The guy in 209 is masturbating with the door cracked again
Why is everyone in the bowling alley looking at me like i'm a prostitute just because I have bunny ears on?
Now one day I will be able to tell my children how a drag queen in a gay bar told mommy that bin laden was dead
So I'm seriously not complaining - but I just fell ass backwards into a Tuesday night threesome. Sober
Restaurants Roasting People Who Gave Them Negative Yelp Reviews (25 Pics)
Yeah I made some freshmen feed me oddles of noodles and I passed out
Ripped lines in the bathroom before my presentation.. Got bonus marks for my enthusiasm.. This is why I love drugs
He's a cat fanatic .. That was not in the fine print when we started fucking
I also turned off the Anchorman DVD start menu before cause I didn't want Will Ferrel watching me lose my virginity.

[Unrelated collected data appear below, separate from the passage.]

PR #370, opened 2021-02-07
crypto_aesctr_aesni.c: always do be64enc

gperciva:


gperciva:
- Vast improvement for clang (~1250 MB/s to 1700 or 1800!)
- Noticeable improvement for gcc -O3 -march=native (1500 to 1630)
- slight penalty (?) for gcc -O2 (1620 to 1580)

Overall performance:
compilers


Close-up of 1024:
close

Using SSE2 for the bswap has a mild performance penalty on clang, and increased variability on gcc.  I'm still investigating, but if I can get it working well then it can be a separate PR.

crypto/crypto_aesctr_aesni.c
```diff
@@ -45,6 +46,9 @@ crypto_aesctr_aesni_stream_wholeblocks(struct crypto_aesctr * stream,
 	memcpy(block_counter_be_arr, stream->pblk + 8, 8);
 	block_counter = stream->bytectr / 16;
 
+	/* clang doesn't realize that we'll do the for() loop at least once. */
+	block_counter_be_sse = _mm_loadu_si64(stream->pblk + 8);
```
gperciva, line 48: In theory, we could remove this line and set `__m128i block_counter_be_sse = {0};` instead.  But if we somehow got to this function and didn't run the `for` loop, we'd end up with garbage in `pblk`.  I can't measure any speed difference between the versions, and I figured that this was slightly more clear.

cperciva:
I'll admit that "add block_counter_be_sse" is mostly clear by itself, but if you're going to say more than that, I'm not sure that "This" is really very helpful...

gperciva:
whoops!

crypto/crypto_aesctr_aesni.c
cperciva: What happens if you remove this line and add `if (num_blocks > 0)` before the `_mm_storeu_si64`?

gperciva: Same warning -- clang is really worried about this variable!

gperciva: I added a REBASE commit in case you wanted to take a look at it.

gperciva:
Interesting!  That "REBASE avoid silly clang thing" commit has a significant clang penalty, but a gcc bonus.  If we adopted it, then the end effect of this PR would be positive on all compilers.

Close-up of 1024.  Note the drop in the blue bars (`clang -O2`), but the rise in red (`gcc -O2)`.

close

cperciva:
Are the compilers any less confused if you add `assert(num_blocks > 0)`?

gperciva:
... and yes, I did try adding `assert(num_blocks > 0);` by itself.  That still didn't make clang realize that we'd be executing the `for` loop.

Something else which *does* work is switching the loop to a `do... while`.  At least, it works at satisfying the clang warning, but the speed drops to 1695.

gperciva:
At this point, I could start diffing the assembly output, if you want?   (well, tomorrow, because I have factorio in 5 minutes)

cperciva:
Weird.  I don't want to have "unnecessary code which keeps the compiler happy" if we can possibly avoid it, since that's something which may slow things down with future compilers (not to mention confusing future readers of the code).  Let's see if we can find some way to convince the compilers to be sane (but not tonight).

gperciva:
Significant performance boost for clang, minor boost for gcc.

Overall:
compilers

Close-up of 1024:
close

gperciva:
(the git hashes don't line up because I found a typo in a commit message just after creating the graphs)

crypto/crypto_aesctr_aesni.c
```diff
@@ -51,7 +51,12 @@ crypto_aesctr_aesni_stream_wholeblocks(struct crypto_aesctr * stream,
 	/* How many blocks should we process? */
 	num_blocks = (*buflen) / 16;
 
-	for (i = 0; i < num_blocks; i++) {
+	/*
+	 * This is 'for (i = num_blocks; i > 0; i--)', but ensuring that the
```
cperciva, line 54: Is counting down better than counting up?

If we count up, we could use `*inbuf + i * 16` and similarly for `outbuf` in order to avoid updating them on every loop.

gperciva: Yes, counting down is better.  I added an extra variable `j = 0; ... j++` and saw no speed change (possibly because it was compiled out).  But testing the loop comparison with:
```
#if 0
        } while (i > 0);
#else
        } while (j < num_blocks);
#endif
```

showed 1695 for the `(i > 0)` [as expected], but 1489 for `(j < num_blocks)`.  That actually drops to 1467 when I try the `(*arr + j*16)` trick.  I would have expected the compiler to translate both loops to "counting down", since "jump not equal" is faster than "compare two variables, then maybe jump".

I wouldn't have expected `*inbuf += 16; outbuf += 16;` to have a performance effect, since those can be calculated while the SSE part is encrypting the cipherblock.

I also played around with
```
__m128i * out = *outbuf;
...
     _mm_storeu_si128(&out[j], bufsse);
```

and again saw values in the upper 1400s.

cperciva: Weird.  Oh well, the code is a bit ugly but I'll put up with it for the performance boost.

Issue #371, opened 2021-02-07
automatically collect cpusupport CFLAGS


cperciva:
The 

```
cflags-foo.o:
	@echo '$${CFLAGS_FOO_BAR}'
```

notations are starting to get a bit unwieldy, and I worry that it may also end up becoming error-prone once there's a large number of them.

I'm wondering if we should have something along the lines of

```
/**
 * CPUSUPPORT CFLAGS: FOO_BAR FOO_BAZ
 */
```

in the relevant C source, and have `metabuild.sh` do something like `CF=$(grep 'CPUSUPPORT CFLAGS:' $S | cut -f 2- -d : | while read X; do printf "$${CFLAGS_%s}\n" "$X"; done)` instead of the current `$(${MAKEBSD} cflags-${F})`.

cperciva:
@gperciva If you have time at some point, can you try implementing this so I can see how much it cleans up (or not) the tree?

gperciva:
Can do... but a failure to add the correct CFLAGS_FOO_BAR will just be a compile failure [1], and thus easily noticeable.  If not with a plain old `make`, then at least in the github Action with `clang -Weverything -Werror`.

[1] at least, if the file uses the relevant intrinsics.  Admittedly in `master` at the very moment, `sha256_sse2.c` doesn't use any such intrinsics, but we'd run into compile failures as soon as we start to use them.  Source: personal experience from a few days ago.  :)

gperciva:
Also, I must admit that in that particular case, the problem was that I'd forgotten to update `tests/aws/Makefile.BSD`, which wasn't an obvious place to look when working on `sha256_sse2.c`.  So this system would have saved me some time.

cperciva:
It will result in a compilation failure -- on systems with the relevant compiler support.  If we forget the cflags needed for an ARM-optimized file, it will still compile just fine on x86 since after preprocessing it will be empty.

I'd like to avoid the potential for doing a release which fails to compile on some systems.

PR #374, opened 2021-02-08
Get CFLAGS from c files

gperciva:


gperciva:
#371.

This includes #373.  Disregarding that PR, this doesn't change the generated Makefiles at all, and it looks much better.

release-tools/metabuild.sh
```diff
@@ -52,6 +52,19 @@ add_makefile_prog() {
 	fi
 }
 
+get_cpusupport_cflags() {
+	src=$1
```
cperciva, line 56: You're not using `src` here.  Also, `src` is being set to the name of the `.o` file...

release-tools/metabuild.sh
```diff
@@ -52,6 +52,19 @@ add_makefile_prog() {
...
+
+	# Get the flags from the .c file and format them.
+	str=$(grep 'CPUSUPPORT CFLAGS:' $S | cut -f 2- -d :)
+	cflags_unstripped=$(for X in ${str} ; do		\
```
cperciva, line 60: This seems unnecessarily complicated.  Why not just

```
for X in ${str}; do
    printf " \${CFLAGS_%s}" "$X";
done | sed 's/^ //'
```

and omit the `cflags_unstripped` and `cpusupport_cflags` variables entirely?

gperciva:
Revised.

gperciva:
oops, I just noticed that I'm inconsistent between "cpusupport" and "CPUSUPPORT" in the commit messages.

cperciva:
Along with fixing the commit message (I would say CPUSUPPORT in both cases since we're talking about compile flags), can you add something to STYLE about the magic comments at (almost) the top of files which use special cpu features?

gperciva:
updated

PR #375, opened 2021-02-08
sha256_sse2: use SSE2 for byte-swapping

gperciva:


gperciva:
Notable improvement for everything other than `gcc -O3 -march=native`, which is neutral or very slighly slower.

compilers

(The obvious "next step" is to keep the values of `W` in `__m128i` and use them in `MSG4` in a "rotating state", but that still has an unexplained performance drop in clang, so I'm still investigating that.)

PR #376, opened 2021-02-10
Import minor fixes

gperciva:


gperciva:
I discovered these while importing libcperciva into other projects.

PR #377, opened 2021-02-13
sha256_sse2: MSG4 with rotating message schedule state

gperciva:


gperciva:
The main reason I want to make this change is that is simplifies the code (in MSG4).  The optimization is just a nice side effect.

compilers

alg/sha256_sse2.c
```diff
@@ -189,17 +185,18 @@ SHA256_Transform_sse2(uint32_t state[static restrict 8],
...
-	_mm_storeu_si128((__m128i *)&W[0],
-	    _mm_bswap_epi32(_mm_loadu_si128((const __m128i *)&block[0])));
-	_mm_storeu_si128((__m128i *)&W[4],
-	    _mm_bswap_epi32(_mm_loadu_si128((const __m128i *)&block[16])));
-	_mm_storeu_si128((__m128i *)&W[8],
-	    _mm_bswap_epi32(_mm_loadu_si128((const __m128i *)&block[32])));
-	_mm_storeu_si128((__m128i *)&W[12],
-	    _mm_bswap_epi32(_mm_loadu_si128((const __m128i *)&block[48])));
+	Y[0] = _mm_bswap_epi32(_mm_loadu_si128((const __m128i *)&block[0]));
+	_mm_storeu_si128((__m128i *)&W[0], Y[0]);
```
gperciva, line 193: Admittedly, although MSG4 looks nicer, this code is a bit ugly.  Unfortunately, we face a slight performance penalty (-0.5% to -1%) if we don't store each `Y` value as soon as we calculate it.  :(

An alternate idea would be to add a function like this (untested):
```
static void
load_block(W, i, block)
{
    _mm128i a;

    a = _mm_loadu_si128((const __m128i *)&block[16*i]);
    a = _mm_bswap_epi32(a);
    _mm_storeu_si128((__m128i *)&W[4*i], a);
    return (a)
}
```

but that felt like it was being over-engineered.

alg/sha256_sse2.c
```diff
@@ -225,10 +222,14 @@ SHA256_Transform_sse2(uint32_t state[static restrict 8],
 
 		if (i == 48)
 			break;
-		MSG4(W, 0, i);
-		MSG4(W, 4, i);
-		MSG4(W, 8, i);
-		MSG4(W, 12, i);
+		Y[0] = MSG4(Y[0], Y[1], Y[2], Y[3]);
+		_mm_storeu_si128((__m128i *)&W[16 + i + 0], Y[0]);
```
gperciva, line 226: Again, for performance reasons I'm interleaving MSG4 with _mm_storeu_si128().

We could avoid this by passing `(W, 0, i)` to `MSG4`, but IMO that looks uglier than this.  Another idea I've tried is to pass `(&W[16 + i + 0])` to `MSG4`... but again, that spoiled the "niceness" of MSG4 simply taking X0, X1, X2, X3.

PR #378, opened 2021-02-17
SHA256 Arm boilerplate

gperciva:

PR #379, opened 2021-02-17
Sha256 arm

gperciva:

You ruined me. I can't stop referring to everything outside as the "no-walls" ever since you showed me that video while I was tripping balls. My speech may be permanently altered for the rest of earth spins
Woman Posts Harassing DMs From Creep Online, Now He’s Upset Because People Told His Mom
I solemnly swear I will not get your boyfriend puke in public drunk again
It was like the icing on a beautiful fuck boy cake.
sorry for running off in the middle of that heart to heart. free food.
When you trip so hard that you can see your friends thoughts through their pupils.
I don't want too, lol. I'm currently awaiting my next period like its the second coming of christ
I almost suffocated in that mask but she kept calling me Jeremy so I kept it on.